Example of Factor Attribution

July 3, 2012
By

(This article was first published on Systematic Investor » R, and kindly contributed to R-bloggers)

In the prior post, Factor Attribution 2, I have shown how Factor Attribution can be applied to decompose fund’s returns in to Market, Capitalization, and Value factors, the “three-factor model” of Fama and French. Today, I want to show you a different application of Factor Attribution. First, let’s run Factor Attribution on each the stocks in the S&P 500 to determine it’s Value exposure. Next let’s group stocks into Quantiles based on Value exposure and create back-test for each Quantile. I will rely on the code in the Volatility Quantiles post to create Quantiles.

Let’s start by loading historical prices for all current components of the S&P 500 index.

###############################################################################
# Load Systematic Investor Toolbox (SIT)
# http://systematicinvestor.wordpress.com/systematic-investor-toolbox/
###############################################################################
setInternet2(TRUE)
con = gzcon(url('http://www.systematicportfolio.com/sit.gz', 'rb'))
    source(con)
close(con)

	#*****************************************************************
	# Load historical data
	#****************************************************************** 
	load.packages('quantmod')	
	tickers = sp500.components()$tickers
	
	data <- new.env()
	getSymbols(tickers, src = 'yahoo', from = '1970-01-01', env = data, auto.assign = T)
		# remove companies with less than 5 years of data
		rm.index = which( sapply(ls(data), function(x) nrow(data[[x]])) < 1000 )	
		rm(list=names(rm.index), envir=data)
		
		for(i in ls(data)) data[[i]] = adjustOHLC(data[[i]], use.Adjusted=T)		
	bt.prep(data, align='keep.all', dates='1994::')
		tickers = data$symbolnames
	
	
	data.spy <- new.env()
	getSymbols('SPY', src = 'yahoo', from = '1970-01-01', env = data.spy, auto.assign = T)
	bt.prep(data.spy, align='keep.all', dates='1994::')
	
	#*****************************************************************
	# Code Strategies
	#****************************************************************** 
	prices = data$prices
		nperiods = nrow(prices)
		n = ncol(prices)
			
	models = list()
	
	# SPY
	data.spy$weight[] = NA
		data.spy$weight[] = 1
	models$spy = bt.run(data.spy)
	
	# Equal Weight
	data$weight[] = NA
		data$weight[] = ntop(prices, n)
	models$equal.weight = bt.run(data)

Next let’s run Factor Attribution on each the stocks in the S&P 500 to determine it’s Value exposure.

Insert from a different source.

PR #4106, opened 2022-03-31
Fix optimizer symbols.

### LINKED ISSUE #3826: Optimizer now only release symbols of top layer nodes in all matched nodes.

Shylock-Hg:
## What type of PR is this?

	#*****************************************************************
	# Compute Factor Attribution for each ticker
	#****************************************************************** 
	periodicity = 'weeks'
	
	# load Fama/French factors
	factors = get.fama.french.data('F-F_Research_Data_Factors', periodicity = periodicity,download = F, clean = F)
	
	period.ends = endpoints(data$prices, periodicity)
		period.ends = period.ends[period.ends > 0]
	
	# add factors and align
	data.fa <- new.env()
		for(i in tickers) data.fa[[i]] = data[[i]][period.ends,]
	data.fa$factors = factors$data / 100
	bt.prep(data.fa, align='remove.na')

	
	index = match( index(data.fa$prices), index(data$prices) )
	measure = data$prices[ index, ]	
	for(i in tickers) {
		cat(i, '\n')
		
		# Facto Loadings Regression
		obj = factor.rolling.regression(data.fa, i, 36, silent=T)
		
		measure[,i] = coredata(obj$fl$estimate$HML)
	}

Finally, let’s group stocks into Quantiles based on Value exposure and create back-test for each Quantile.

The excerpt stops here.